Even though global crude oil prices are rising, the government, through informal diktats to oil companies, has prevented any increase in the price of petrol, diesel and cooking gas (or LPG). In the election season, populist measures are over-ruling economic considerations even as oil companies claim that under-recoveries (losses incurred on selling diesel, LPG and kerosene below market price) have started mounting. Firms say losses will have to be compensated by the Centre through subsidies even though they have a direct impact on the country’s fiscal health.
Why frequent hikes are required in price of petroleum products?

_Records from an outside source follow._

PR #6891, opened 2025-11-11
chore: improve instrumentation hooks

BridgeAR:
This improves our instrumentations in multiple ways:

- Add JSDoc to many methods that it is easier to work with.
- Fix multiple type errors.
- Remove code that was only used in testing such as `unhook()`.
- Fix small issues in esbuild instrumentation where a module might not return a moduleExports object.
- Improve code to run slightly faster (these are not hot code paths).
- Automatically instruments unprefixed Node.js modules when defining a instrumentation for a module. This removes the need for much special handling (duplicating the instrumentation, using the symbol to detect already instrumented calls, etc.).
- Fix using an array as file for some modules. This did not cause any issues, but it was not correct.
- Removed unused isIitm arguments in instrumentations.

### DIFF
--- a/packages/datadog-instrumentations/src/helpers/register.js
+++ b/packages/datadog-instrumentations/src/helpers/register.js
@@ -140,7 +140,7 @@ for (const name of names) {
         }
 
         if (matchVersion(version, versions)) {
-          allInstrumentations[instrumentationFileName] ||= false
+          allInstrumentations[instrumentationFileName] = true
 
           try {
             loadChannel.publish({ name })


packages/datadog-instrumentations/src/helpers/instrument.js
```diff
@@ -24,23 +43,19 @@ exports.tracingChannel = function (name) {
 
 /**
  * @param {object} args
- * @param {string|string[]} args.name module name
- * @param {string[]} args.versions array of semver range strings
+ * @param {string} args.name module name
```
simon-id, line 46: why remove the possibility to have multiple modules on the same hook ?

packages/datadog-instrumentations/src/helpers/register.js
```diff
@@ -38,23 +38,39 @@ if (!disabledInstrumentations.has('process')) {
...
 const allInstrumentations = {}
+/** @type {Set<string>} */
+const instrumentedNodeModules = new Set()
+
+for (const name of names) {
+  if (name.startsWith('node:')) {
+    // Add all unprefixed node modules to the instrumentations list.
+    names.push(name.slice(5))
+    // Always disable prefixed and unprefixed node modules if one is disabled.
+    // TODO: Activate & write a regression test for this.
```
simon-id, line 58: _μηδ’ ἀναβάλλεσθαι ἔς τ’ αὔριον ἔς τε ἔνηφι_

BridgeAR: I wanted to do that in a separate PR as it changes behavior

packages/datadog-instrumentations/src/helpers/instrument.js
BridgeAR: This is not how it worked. It created multiple hook entries, each with an individual name but the same hook method.
That was to overcome handling the `node:` prefix issue which is now automatically handled in all cases.

simon-id: >This is not how it worked. It created multiple hook entries, each with an individual name but the same hook method.

yeah this is what i mean. So it's just not used anywhere anymore ? i guess we can remove it but could be nice to keep the code similar enough that we can reimplement it later if we have a new usecase for this syntax :+1:

packages/datadog-instrumentations/src/helpers/register.js
simon-id: aaah, you meant write a test for the code in the comment under, i see :+1:

packages/datadog-instrumentations/src/helpers/register.js
```diff
@@ -109,65 +124,55 @@ for (const packageName of names) {
...
 
         if (matchVersion(version, versions)) {
-          allInstrumentations[instrumentationFileName] = true
-
-          // Check if the hook already has a set moduleExport
-          if (hook[HOOK_SYMBOL].has(moduleExports)) {
-            namesAndSuccesses[`${name}@${version}`] = true
-            return moduleExports
-          }
+          allInstrumentations[instrumentationFileName] ||= false
```
simon-id: so this variable used to be set to true even when it failed, was that causing a bug ? so now you moved the = true at the end to prevent that right ?

BridgeAR:
Closing as a follow-up PR includes these changes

India is heavily dependant on crude oil imports and any rise in oil prices globally has a direct impact on the domestic price of petrol, diesel, LPG and kerosene. As petrol is a decontrolled product, oil companies are free to adjust its prices. However, prices of diesel, LPG and kerosene are controlled by the government and oil firms cannot revise them on their own.
What are the current losses on sale of diesel, LPG & kerosene?
State-owned oil companies claim that losses or under-recoveries on diesel sales have mounted to Rs 6.80 a litre. Cooking gas (or LPG) cylinder of 14.2 kg is being retailed at a loss of Rs 449.13 a cylinder while losses on kerosene have increased to Rs 33.85 a litre. Effective April 16, 2014, oil companies are now incurring combined daily losses of Rs 342 crore on the sale of diesel, PDS kerosene and domestic LPG.
What are under-recoveries or loss on fuel sales of oil firms?
The three state-owned oil companies — Indian Oil Corp (IOC), Hindustan Petroleum (HPCL) and Bharat Petroleum (BPCL) import crude oil by spending billions of dollars every year. However, due to government controls, oil companies are unable to freely price the end products from refineries including diesel, LPG (cooking gas) and kerosene in general and petrol to some extent. This results into losses on sale of these fuels in the domestic market below the actual cost price. These losses are called under-recoveries. During 2013-14, the three state-owned oil firms reported total under-recoveries of Rs 1,39,869 crore.
How are oil companies making profits despite under-recoveries?
The bail out package announced by the government every year — going out of taxes paid by the public — is actually saving oil companies from posting losses in all these years. Despite capping subsidy at low levels, the actual inflow of funds from the exchequer is far higher. Besides cash-rich oil firms such as Oil and Natural Gas Corp (ONGC) and Oil India also subsidise state-owned oil marketing firms (IOC, HPCL and BPCL) for their losses.
How does rupee fluctuation, rise in global prices affect oil firms?
It is estimated that every Rs 1 depreciation of the Indian currency against the US dollar increases the under-recovery of oil companies by about Rs 9,100 crore per annum. For the government, this results into an increase of Rs 8,100 crore in fuel subsidy.
Besides, a rise in global crude oil prices by $1 a barrel increases under-recoveries of OMCs on (diesel, LPG and kerosene) by Rs 3,745 crore.
What if diesel prices are freed?
It has never been easy to raise diesel prices in India. So strong are the political reverberations that the government has chosen to take a hit on its own finances by doling out huge subsidies than to bite the bullet. It is felt that the solution to this menace lies in completely deregulating or freeing diesel prices.
Will fuel prices go up after polls?
With global oil prices rising again, a steep hike in fuel bills is likely after the Lok Sabha elections. Moreover, if rupee also falls against the dollar, the twin impact will show on the pump prices of petrol and diesel. If the ongoing rise in global oil prices continue, a hike in petrol prices can be expected by May end. However, the oil ministry’s corridors are abuzz with rumours that monthly diesel price hike may not be resumed soon.